FAQ

TIPS、使い方のコツ

TESEQ社ハードウェア

ID.

Q. AMETEK社製CDNの最大印加電圧は何Vemfですか?

A.


最大印加電圧はデータシートの記述のうち、[for low impedance]の電圧表記を参照して下さい。例えばCDN T8A-10の以下の記載の場合、22Vemfを上限として使用して下さい。
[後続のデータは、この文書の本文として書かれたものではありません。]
PR #399, opened 2023-10-06
feat: header font styling

cbt1:
Adds an option to the styling panel to set the header text "bold", "italic" and "underline". Currently there is no support for this in the theme. The options can only be set via the styling panel.

TODO in a separate PR:
- Measure text using bold and italic when applicable

Header cell:
Skärmavbild 2023-10-06 kl  10 25 41

Styling panel options to set "bold", "italic" and "underline":
Skärmavbild 2023-10-06 kl  10 25 34


src/types/types.ts
```diff
@@ -222,20 +225,21 @@ interface ColumnTitleStyling extends CellStyling {
   activeBackground: string;
 }
 
-interface HeaderStyling extends Pick<FontStyling, "fontSize" | "fontFamily"> {
+interface HeaderStyling
+  extends Pick<FontStyling, "fontSize" | "fontFamily" | "fontWeight" | "fontStyle" | "textDecoration"> {
```
a-m-dev, line 229: In This case, Omit<FontStyling, "color"> might be helpful

src/types/types.ts
```diff
@@ -201,9 +201,12 @@ export interface PageInfo {
   rowsOnCurrentPage: number;
 }
 
-interface FontStyling {
+export interface FontStyling {
   fontSize: string;
   fontFamily: string;
+  fontWeight: "600" | "normal";
+  fontStyle: "italic" | "normal";
+  textDecoration: "underline" | "none";
```
a-m-dev, line 209: maybe overkill but, you can have a basicFontStyling interface that this one extends and use it below instead of pick

src/services/style-service.ts
```diff
@@ -63,6 +65,20 @@ const resolveColor = (theme: ExtendedTheme, color: PaletteColor | undefined) =>
 const fontSizeToCellHeight = (fontSize: string, lineClamp: number) =>
   +(parseInt(fontSize, 10) * LINE_HEIGHT_COEFFICIENT * lineClamp + CELL_PADDING_HEIGHT).toFixed(2);
 
+const resolveFontWeight = (fontStyleOptions: FontStyleOptions[] | undefined) => {
+  if (fontStyleOptions === undefined) {
+    return BOLD_FONT_WEIGHT;
+  }
```
a-m-dev, line 71: does this means the default font weight is bold for all headers?

a-m-dev (approved):
LGTM, just minor comments

src/services/style-service.ts
cbt1: Yes, by default `fontStyleOptions` is `undefined`

src/types/types.ts
cbt1: I'll wait and see how it plays out when I add all these styling options for some of the others sections as well

PR #401, opened 2023-10-09
fix: removed postinstall

enell:


cbt1 (approved):

cbt1:
Might need to update the shared workflow to always run `locale:generate`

Max. test level: 33 V in 300 Ω loop, 22 V for low impedance (*1)

この条件は下で解説する最悪条件でCDN内部の100Ω抵抗に掛かる最大電圧を考慮した値です。
また、この22Vemfは無変調(CW)の場合であることに注意して下さい。IEC61000-4-6で要求されているAM変調(変調度80%)では、変調後は変調前の信号に比べてRMS電圧が約15%増加(*2)するため、AM変調試験の場合は22/1.15=19Vemfを上限として使用して下さい。

- 最悪条件

最悪条件として、試験電圧(RMS)が全てCDN内部の100Ω抵抗に印加される状態を想定します。これは、EUTのインピーダンスが0Ω, 信号発生器/アンプの出力インピーダンスも0Ωの状態です。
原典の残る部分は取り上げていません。